**** Supplied material ****

PR #1881, opened 2018-07-10
Add new instance doc

kevinrobinson:
# Who is this PR for?
developers, consolidating work from https://github.com/studentinsights/studentinsights/issues/1371 for NB ahead of other districts.

Capturing things we remember so we can re-use them, automate them, etc.

# What does this PR do?
Moves the "create a new Insights instance docs" from README into `new_instance.md` and adds the other items noted in https://github.com/studentinsights/studentinsights/issues/1371 with it.


kevinrobinson:
@alexsoble Can you review this?  This is aiming close out "New Bedford is setup" from https://github.com/studentinsights/studentinsights/issues/1371 and to get a good-enough draft for "setting up a new instance" since we'll probably actually pull doing this work shortly.

docs/technical/new_instance.md
```diff
@@ -0,0 +1,188 @@
+# Creating a new Insights instance
+The overall idea is strong isolation across districts, which means some initial setup overhead.  Here's how you do it!  More detailed notes for various steps are below.
+
+### 1: Stand up an instance
+Goal: Visit the home page signed-out
```
alexsoble: I like the Goals for each section and the checklist structure a lot! 

The checklist structure makes me wonder if it would be nice to make these markdown checkboxes — `[ ]` — so we could copy these lists for each district and and tick off each step as we go. 

The Goal for each one makes me think that each section could be accompanied by a more detailed guide down the line if that's needed.

docs/technical/new_instance.md
```diff
@@ -0,0 +1,188 @@
...
+- Add domain
+- SSL certificate
+- New Heroku app with Node/Ruby buildpacks, grant access to team
+- Review and set environment variables (minimally)
+- Review and set PerDistrict values (minimally)
```
alexsoble: Might be good to mention here that PerDistrict values are set in code, as opposed to ENV. Big difference from all the other steps in this section which are set through various web UIs.

docs/technical/new_instance.md
```diff
@@ -0,0 +1,188 @@
+# Creating a new Insights instance
+The overall idea is strong isolation across districts, which means some initial setup overhead.  Here's how you do it!  More detailed notes for various steps are below.
+
+### 1: Stand up an instance
+Goal: Visit the home page signed-out
+- Add domain
+- SSL certificate
```
alexsoble: Heroku auto-supplies SSL, so I think we can cut this one?

docs/technical/new_instance.md
```diff
@@ -0,0 +1,188 @@
...
+- Set up Mixpanel
+- Set up CSP and CSP logger
+
+### 2: Sign in
+Goal: Sign in as developer, see empty home page, roster page, districtwide pages
+- Create developer user
+
+### 3: Import first data
+Goal: Sign in as districtwide educator, use the home page, roster page, student profile page, take notes for students in support meetings
+- Create an instance for receiving data (maybe with static IPs, grant access to team)
```
alexsoble: You mean "create an SFPT box instance" here, right?

alexsoble: This one line is a whole process onto itself: setting up new box, communicating with district parter to connect with SIS, setting up security procedures and updates for the box.

docs/technical/new_instance.md
```diff
@@ -0,0 +1,188 @@
...
+
+### 5: Final review
+- Review ENV variables
+- Review `PerDistrict`
+- Review scheduled jobs
+- Review Puma tuning (eg, WEB_CONCURRENCY)
+- Load test or scale accordingly
+
+
+# Details
```
alexsoble: When I read through I don't see much logical flow between the checklists above and the "Details" section below. What do you think about mapping out from each checklist (or each step, if it's a major step) to a relevant "Details" doc or section?

alexsoble:
@kevinrobinson Reviewed!

docs/technical/new_instance.md
kevinrobinson: Yeah I think of this more as a "remember what we did for New Bedford?" aid for you and I than something that we could copy-paste and follow super literally.  We don't do this process often enough that we really have to optimize this, so this is more about "capture the list of things we just did" than "make a how-to doc that a new person could just follow."

And next time we do this, it seems better to incrementally automate parts of this (like your "make a new Heroku app" script).

docs/technical/new_instance.md
kevinrobinson: ah cool, thanks!

docs/technical/new_instance.md
kevinrobinson: Ah yeah I think this file is "new (Insights) instance" and here it's "new (EC2) instance" thanks!

Yep, lots of these things have a bunch of discrete steps, and if there's more details that are helpful to capture we can add those at the bottom of this doc too.  If you have notes on this from when we did, you could push them here or add them in another PR, that'd be awesome.

docs/technical/new_instance.md
kevinrobinson: Yeah there's no connection, I'll write that explicitly :)  I think we need more "a list" than we do a user-friendly tutorial.  How about next time you and I sit down to actually do this work, we can just scan through the bottom of this doc and find what we need, and update this based on our experience from the next district?

PR #1883, opened 2018-07-12
Remove Risk Level bubbles from front-end

alexsoble:
# Who is this PR for?

Educators. 

Showing a colorful number could cause educators to have a simplified view of a student and hinder seeing the student in their best light. 

# What does this PR do?

Removes the RiskBubble component and story from the front end. To be followed by a PR removing risk level calculations, model, and table from the back end. 

screen shot 2018-07-12 at 3 17 53 pm


kevinrobinson:
@alexsoble I think this snapshot test is failing correctly - the snapshot is like "hey, isn't there supposed to be a risk bubble on the page" and now it's missing :)  So you should be able to use `u` to update it and then commit the updated snapshot but if you run into test headaches feel free to ping and I'm happy to help out.

alexsoble:
@kevinrobinson Snapshots updated! All looks good on the profile page locally. Selfie 🚢ing!

PR #1877, opened 2018-07-10
Fix layout bug with note and note attachment overflow

kevinrobinson:
# Who is this PR for?
educators

# What problem does this PR fix?
When there is long text that's unbroken (like a URL), the note text overflows.  This impacts the event note attachments as well.

# What does this PR do?
Fixes this layout bug.

# Screenshot (if adding a client-side feature)
### before, home
screen shot 2018-07-10 at 1 48 55 pm

### before, profile, IE
screen shot 2018-07-10 at 1 49 17 pm

### before, profile, Chrome
screen shot 2018-07-10 at 1 49 32 pm

### after, home
screen shot 2018-07-10 at 1 48 14 pm

### after, profile
screen shot 2018-07-10 at 1 47 55 pm

# Checklists
+ [x] Author checked latest in IE - Student Profile
+ [x] Author checked latest in IE - Home page

PR #1884, opened 2018-07-12
Update wrapping for long text like URLs in NoteText

kevinrobinson:
# Who is this PR for?
educators

In https://github.com/studentinsights/studentinsights/pull/1877 I tried to fix layout of long URLs in notes, but this led to notes breaking mid-word.

# What does this PR do?
Changes back to `break-word` and adds `overflow-x`: hidden for IE - the behavior here is different in Chrome (which forcibly breaks the long text) and IE (which does not).  So in IE this is less than ideal, it truncates the text without visual indication and allow horizontal scrolling in the area with the keyboard if it's editable.  This only impacts a small number of pages, so shipping the improvement here of "not breaking the whole page layout" seems okay.

### before, showing forcibly breaks within words
screen shot 2018-07-12 at 6 37 47 pm

### after, showing long links are forcibly broken but not wrapped in IE11
screen shot 2018-07-12 at 6 30 58 pm
screen shot 2018-07-12 at 6 29 50 pm

### DIFF
--- a/app/assets/javascripts/components/NoteText.js
+++ b/app/assets/javascripts/components/NoteText.js
@@ -2,13 +2,20 @@ import PropTypes from 'prop-types';
 import React from 'react';
 
 
+// The sizing for long text with no space (eg, URLs) is different
+// in IE11 vs. Chrome.  Chrome forces `break-all` essentially when the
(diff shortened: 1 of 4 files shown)


kevinrobinson:
selfie

PR #1885, opened 2018-07-12
Revise copy for URL on roster page

kevinrobinson:
# Who is this PR for?
educators, from feedback from LL

Make more explicit that particular filter combinations can be loaded by URL.

# What does this PR do?
Changes the copy.

### before
screen shot 2018-07-12 at 6 39 51 pm

### after
screen shot 2018-07-12 at 6 40 15 pm


kevinrobinson:
selfie

PR #1886, opened 2018-07-13
Fix sort order on ProfileBarChart date tooltips

kevinrobinson:
# Who is this PR for?
educators, came up working on https://github.com/studentinsights/studentinsights/issues/1657

On hover, dates for absences are in reverse order, recent to oldest.  This sort of makes sense in a "what happened most recently sense" but not in what you'd expect just reading a chart.

# What does this PR do?
Sorts oldest - recent.

### before
screen shot 2018-07-13 at 9 36 16 am

### after
screen shot 2018-07-13 at 9 36 09 am


kevinrobinson:
selfie

PR #1896, opened 2018-07-16
Optimize what records to delete in RecordSyncer

kevinrobinson:
# Who is this PR for?
developers

The operation to find what records in scope haven't been marked takes ~2 min for all Somerville records, this should be able to finish in a small number of seconds at most.  This won't matter in the regular case, just in the case of backfills.

# What does this PR do?
Optimizes this computation, also adds logging for longer-running delete processes (which shouldn't happen anymore after the initial runs for https://github.com/studentinsights/studentinsights/pull/1890).


kevinrobinson:
selfie

PR #1892, opened 2018-07-13
WIP – Remove student risk levels from back-end

alexsoble:
# Who is this PR for?

# What problem does this PR fix?

# What does this PR do?

# Screenshot (if adding a client-side feature)

# Checklists

## Javascript QA

*If the PR touches Javascript, follow this checklist. If the PR doesn't touch Javascript, you can delete this section.*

****

_Work instruction_
Only lines that include "roster" belong in the answer; return them from the entries above.

_Solution to the exercise_
+Goal: Sign in as developer, see empty home page, roster page, districtwide pages
+Goal: Sign in as districtwide educator, use the home page, roster page, student profile page, take notes for students in support meetings
Revise copy for URL on roster page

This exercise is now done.